Homeowners can now access a variety of loan options to tap into their property value as of April 28, 2026.
This information is critical for homeowners seeking to consolidate debt, fund renovations, or manage expenses during a period of fluctuating interest rates. Understanding the distinction between a Home Equity Line of Credit (HELOC) and a home equity loan is essential for long-term financial planning.
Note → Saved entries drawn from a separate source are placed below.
PR #640, opened 2025-09-09
Add check over Windows Integration to already exists during upgrade

theclickman:
It is my suggestion for fixing Bug#5683 I opened months ago. https://github.com/git-for-windows/git/issues/5683

It will enable preserving Windows Integration in any context of update - manually (it will check the option automatically if detected) or via silent update (winget or other path) by detecting if the Registry entries already exists and match the current installation at that time.

### DIFF
--- a/installer/install.iss
+++ b/installer/install.iss
@@ -1904,6 +1904,40 @@ begin
 #endif
 end;
 
+procedure PreselectShellIntegrationIfMatchingInstall();
+var
+  RootKey: Integer;
+  Cmd: String;
+  AppPath: String;
+begin
+  AppPath := UninstallAppPath;  // Set earlier in QueryUninstallValues()
+
+  if AppPath = '' then
+    Exit;
+
+  if IsAdminLoggedOn then
+    RootKey := HKEY_LOCAL_MACHINE
+  else
+    RootKey := HKEY_CURRENT_USER;
+
+  // Git Bash Here
+  if RegQueryStringValue(RootKey,
+    'SOFTWARE\Classes\Directory\shell\git_shell\command', '', Cmd) then
+  begin
+    if Pos(AppPath, Cmd) > 0 then
+      WizardSelectComponents('ext\shellhere');
+  end;
+
+  // Git GUI Here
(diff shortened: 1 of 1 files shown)


dscho (changes requested):
> Add check over Windows Integration to already exists during upgrade

Even though I tried for several minutes to parse this message, and I am still failing. What is this supposed to tell the reader?

> It is my suggestion for fising Bug 5683 I opened months ago. https://github.com/git-for-windows/git/issues/5683

This might help you understand what this commit is about. Leaving everybody else puzzled. So please follow the guidance in https://github.blog/2022-06-30-write-better-commits-build-better-projects/ to improve it, in particular with a strong focus on this part:

  | What you’re doing | Why you’re doing it
-- | -- | --
High-level (strategic) | **Intent** (what does this accomplish?) | **Context** (why does the code do what it does now?)
Low-level (tactical) | **Implementation** (what did you do to accomplish your goal?) | **Justification** (why is this change being made?)

> It will enable preserving Windows Integration in any context of update - manually (it will check the option automatically if detected) or via silent update (winget or other path) by detecting if the Registry entries already exists and match the current installation at that time. 

Again, I have a _really_ tough time trying to understand what you are saying.

> Signed-off-by: Nicolas DENIS <38191912+theclickman@users.noreply.github.com>

If you don't want to provide your real email address, it is not a real Signed-off-by: footer. The purpose of including the email address in the [DCO](https://git-scm.com/docs/SubmittingPatches#dco) is so that you can be contacted in case there are questions about your changes.

Apart from the commit message, it strikes me as a work-around that addresses one tiny fraction of the problem that `winget` updates fail to preserve the user's choices. _Two_ of those choices, to be precise. All the other user choices are missed.

Maybe a more fruitful approach would be to find out why the registry setting `Inno Setup: Selected Components` in `Computer\HKEY_LOCAL_MACHINE\SOFTWARE\Microsoft\Windows\CurrentVersion\Uninstall\Git_is1` is not respected.

theclickman:
Cancelled and replace with Pull Request #641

According to Forbes Advisor, a home equity loan is a fixed-rate, lump-sum loan that allows homeowners to borrow up to 85% of their home's value [3] and pay that amount back in monthly installments. This structure provides a predictable payment schedule—a key difference from the flexible nature of a HELOC.
Recent data shows that interest rates for these products vary. A $30,000 home equity line dipped one basis point to 7.17% [2], while the average interest rate on a 30-year fixed purchase mortgage was 6.352% [1]. This gap between purchase rates and equity-based loans highlights the fact that equity loans are often viewed as higher risk by lenders because they are second liens on a property.
Homeowners are encouraged to review their current equity levels and credit scores before applying for either product. Lenders typically require a specific loan-to-value ratio to ensure the owner can repay the loan. Because HELOCs often feature variable rates, homeowners must be aware of the winnings and risks associated with changing market conditions.
Forbes Advisor said a home equity loan is a fixed-rate, lump-sum loan that allows homeowners to borrow up to 85% of their home's value and pay that amount back in monthly installments.
“A home equity loan is a fixed-rate, lump-sum loan that allows homeowners to borrow up to 85% of their home's value.”
The divergence between purchase mortgage rates and home equity rates reflects the lender's risk profile. Because home equity loans and HELOCs are second mortgages, they typically carry higher interest rates than a primary mortgage. Homeowners should weigh the same-month variable rate of a HELOC against the fixed stability of a home equity loan based on their specific cash flow needs.